**EXERCISE GOAL**
I would like every entry below written out exactly.

_ _ _ _ _ _ _

PR #8826, opened 2024-10-26
fix: add PGUSER env var in docker-compose files

m4tu4g:
# Which Problems Are Solved

Postgres spams `FATAL:  role "root" does not exist` as mentioned in #7832 (even with `-U`)

# How the Problems Are Solved

By setting `PGUSER` in env with db username accordingly (`postgres` in this case)

Explanation: When making connections to pg, if connection param for user is not set, it defaults to system username (`root` in this case, which is default username inside docker)

`PGUSER` is already being used in [one of the docker-compose files](https://github.com/zitadel/zitadel/blob/54f1c0bc50d9b547670871f9b44fb3d5ab1af186/internal/integration/config/docker-compose.yaml#L14) but missing in some, which this PR fills

`PGUSER` env var as mentioned in [postgres docs](https://www.postgresql.org/docs/current/libpq-envars.html)

# Additional Changes

None

# Additional Context

Related discussion made at #7832

### DIFF
--- a/.devcontainer/docker-compose.yml
+++ b/.devcontainer/docker-compose.yml
@@ -24,6 +24,7 @@ services:
     volumes:
       - postgres-data:/var/lib/postgresql/data
     environment:
+      PGUSER: postgres
       POSTGRES_PASSWORD: postgres
       POSTGRES_USER: postgres
       POSTGRES_DB: postgres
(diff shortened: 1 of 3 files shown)


eliobischof:
Thanks for the fix @m4tu4g.
I overhauled the compose files and docs a bit more in #8839 and based that on your branch. Therefore I close this one.
If you'd like to fill a form that allows us to send you a small gift, please send us a mail to hi@zitadel.com.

_ _ _ _ _ _ _

**PROBLEM SOLUTION**
PR #8826, opened 2024-10-26
fix: add PGUSER env var in docker-compose files

m4tu4g:
# Which Problems Are Solved

Postgres spams `FATAL:  role "root" does not exist` as mentioned in #7832 (even with `-U`)

# How the Problems Are Solved

By setting `PGUSER` in env with db username accordingly (`postgres` in this case)

Explanation: When making connections to pg, if connection param for user is not set, it defaults to system username (`root` in this case, which is default username inside docker)

`PGUSER` is already being used in [one of the docker-compose files](https://github.com/zitadel/zitadel/blob/54f1c0bc50d9b547670871f9b44fb3d5ab1af186/internal/integration/config/docker-compose.yaml#L14) but missing in some, which this PR fills

`PGUSER` env var as mentioned in [postgres docs](https://www.postgresql.org/docs/current/libpq-envars.html)

# Additional Changes

None

# Additional Context

Related discussion made at #7832

### DIFF
--- a/.devcontainer/docker-compose.yml
+++ b/.devcontainer/docker-compose.yml
@@ -24,6 +24,7 @@ services:
     volumes:
       - postgres-data:/var/lib/postgresql/data
     environment:
+      PGUSER: postgres
       POSTGRES_PASSWORD: postgres
       POSTGRES_USER: postgres
       POSTGRES_DB: postgres
(diff shortened: 1 of 3 files shown)


eliobischof:
Thanks for the fix @m4tu4g.
I overhauled the compose files and docs a bit more in #8839 and based that on your branch. Therefore I close this one.
If you'd like to fill a form that allows us to send you a small gift, please send us a mail to hi@zitadel.com.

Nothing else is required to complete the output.